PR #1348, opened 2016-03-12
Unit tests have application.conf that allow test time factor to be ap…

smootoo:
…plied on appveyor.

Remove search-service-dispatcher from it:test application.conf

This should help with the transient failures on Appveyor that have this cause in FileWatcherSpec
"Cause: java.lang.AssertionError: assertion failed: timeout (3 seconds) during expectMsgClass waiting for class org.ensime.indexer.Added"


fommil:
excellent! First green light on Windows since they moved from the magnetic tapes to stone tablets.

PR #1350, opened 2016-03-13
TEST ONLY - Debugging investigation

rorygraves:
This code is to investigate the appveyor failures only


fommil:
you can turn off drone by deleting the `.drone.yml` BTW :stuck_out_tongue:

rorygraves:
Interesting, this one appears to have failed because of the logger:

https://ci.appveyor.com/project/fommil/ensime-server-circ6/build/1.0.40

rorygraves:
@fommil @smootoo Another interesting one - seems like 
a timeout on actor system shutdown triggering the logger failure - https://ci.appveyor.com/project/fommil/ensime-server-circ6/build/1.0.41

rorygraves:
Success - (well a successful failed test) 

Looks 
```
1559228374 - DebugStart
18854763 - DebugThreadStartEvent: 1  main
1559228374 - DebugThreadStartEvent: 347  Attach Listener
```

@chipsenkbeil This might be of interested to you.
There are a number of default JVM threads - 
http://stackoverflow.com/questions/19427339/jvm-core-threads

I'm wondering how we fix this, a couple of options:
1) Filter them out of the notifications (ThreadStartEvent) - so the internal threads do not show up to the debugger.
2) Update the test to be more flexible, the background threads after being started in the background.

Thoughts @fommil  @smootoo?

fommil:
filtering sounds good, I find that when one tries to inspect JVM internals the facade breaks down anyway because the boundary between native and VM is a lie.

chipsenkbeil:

************

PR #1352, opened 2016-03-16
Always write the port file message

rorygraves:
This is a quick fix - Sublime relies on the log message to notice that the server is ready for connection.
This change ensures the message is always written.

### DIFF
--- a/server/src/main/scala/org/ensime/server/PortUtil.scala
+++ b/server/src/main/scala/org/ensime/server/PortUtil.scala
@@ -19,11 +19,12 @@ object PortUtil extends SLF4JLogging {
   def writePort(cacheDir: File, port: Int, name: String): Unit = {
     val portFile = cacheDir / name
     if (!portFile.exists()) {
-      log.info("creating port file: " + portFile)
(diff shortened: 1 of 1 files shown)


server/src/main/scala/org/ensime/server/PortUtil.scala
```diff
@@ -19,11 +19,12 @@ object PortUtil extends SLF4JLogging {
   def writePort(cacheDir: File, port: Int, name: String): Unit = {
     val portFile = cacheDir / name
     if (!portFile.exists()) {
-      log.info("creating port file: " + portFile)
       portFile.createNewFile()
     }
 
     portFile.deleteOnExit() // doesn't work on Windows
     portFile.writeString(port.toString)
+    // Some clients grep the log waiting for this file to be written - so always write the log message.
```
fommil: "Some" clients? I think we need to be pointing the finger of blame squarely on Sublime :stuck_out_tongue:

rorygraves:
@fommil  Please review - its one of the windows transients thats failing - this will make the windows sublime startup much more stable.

************

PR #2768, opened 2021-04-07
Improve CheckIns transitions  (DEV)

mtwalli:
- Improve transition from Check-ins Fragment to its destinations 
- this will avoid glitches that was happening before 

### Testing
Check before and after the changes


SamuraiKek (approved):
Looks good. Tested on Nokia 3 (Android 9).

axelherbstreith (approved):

************

Work to be completed: Which lines in the listing have the string "good"? Pick them out and copy them.

Result of the exercise:
filtering sounds good, I find that when one tries to inspect JVM internals the facade breaks down anyway because the boundary between native and VM is a lie.
Looks good. Tested on Nokia 3 (Android 9).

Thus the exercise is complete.